Analysis By Nick Assinder Political correspondent, BBC News website |

Bare-faced cheek, extreme political cross dressing or a return to Tory roots? Either way, David Cameron's plans to create the Conservative Co-operative Movement is breathtaking.
 Mr Cameron appears to have adopted a socialist idea |
It threatens to send the 29 Labour and Co-operative MPs - including Gordon Brown's closest ally Ed Balls - into paroxysms of rage, or perhaps laughter, at the sheer nerve of a Tory leader attempting, in their eyes, to steal the clothes of Robert Owen, founder of the Co-operative movement and since dubbed the father of English socialism. There are more than a few Tory MPs who will be rocked back on their heels at the notion their party, just like the Labour Party, now has a co-operative wing, presumably embracing similar values.
Those values, as spelt out by the Co-operative Party include equality, equity and solidarity and its manifesto calls for, amongst other things, converting the utility monopolies into mutual organisations.
And it is already being asked whether this is another deliberate attempt by Mr Cameron to re-model his party and taunt the old, traditionalists into some sort of showdown.
Indeed, in his speech in Manchester launching the initiative, he once again distanced himself by Margaret Thatcher's famous quote by declaring Conservatives believe: "There is such a thing as society."
Social progress
But Mr Cameron's argument is that the Co-operative movement is not necessarily socialist and, by using the title Pioneer Schools - after the Rochdale Pioneers - for his first proposals under this new co-operative approach, he is harking back to the very early days of the movement before it was irrevocably aligned with socialism.
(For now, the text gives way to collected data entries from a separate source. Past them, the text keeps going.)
PR #219, opened 2022-04-05
Bug 2067868: Update prometheus client_golang from 1.11.0 => 1.11.1

coreydaley:


go.mod
```diff
@@ -67,4 +67,5 @@ replace (
 	k8s.io/mount-utils => k8s.io/mount-utils v0.23.0
 	k8s.io/pod-security-admission => k8s.io/pod-security-admission v0.23.0
 	k8s.io/sample-apiserver => k8s.io/sample-apiserver v0.23.0
+	github.com/prometheus/client_golang => github.com/prometheus/client_golang v1.11.1 // CVE-2022-21698
```
adambkaplan, line 70: We have an explicit dependency on client_golang in the `require` section above, please change the dependency there.

adambkaplan (changes requested):
/lgtm cancel

go.mod
coreydaley: updated, ptal

adambkaplan (approved):
/approve

/lgtm

PR #220, opened 2022-04-14
Bug 2075584: Bubble actual error message up to the build

coreydaley:
Include the error string in the message that is set on the build
so that it is easily seen by the user, instead of them having to
dig through the OCM controller logs to find it.


gabemontero:
/lgtm

as @coreydaley mentioned in scrum, the openshift/origin e2e's now have to be tweaked since some condition messages have been tweaked

coreydaley:
/hold
Blocked by https://github.com/openshift/origin/pull/27028

PR #221, opened 2022-04-28
Image trigger handler: Include the object name on error

alvaroaleman:
If there is an error, the handler will currently log something like
```
 unable to extract cache data from *v1.Deployment: unexpected end of JSON inpu
```

which is very difficult to map to an actual object. This PR changes that
error to also include the namespace and name of the object, if possible.


alvaroaleman:
/assign @bparees 
Oleg can not approve it appears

 Brown's friend Balls is Co-operative MP |
The Tory leader claims his notion of pushing power down to individuals and organisations like schools and hospitals is true Conservatism and fits perfectly into the co-operative model.
"The co-operative principle captures precisely the vision of social progress that we on the centre-right believe in - the idea of social responsibility, that we're all in this together, that there is such a thing as society, it's just not the same thing as the state," he said.
Similarly, his statement that the movement will campaign for "public ownership of public services and public facilities", does not mean he believes in state ownership of those services.
That really would be a Clause 4 moment, echoing that famous, ditched Labour demand to seek public ownership of the means of production.
As it is, it remains to be seen whether Cameron's undoubtedly radical initiative finds widespread favour with voters, his own party and those who work in schools.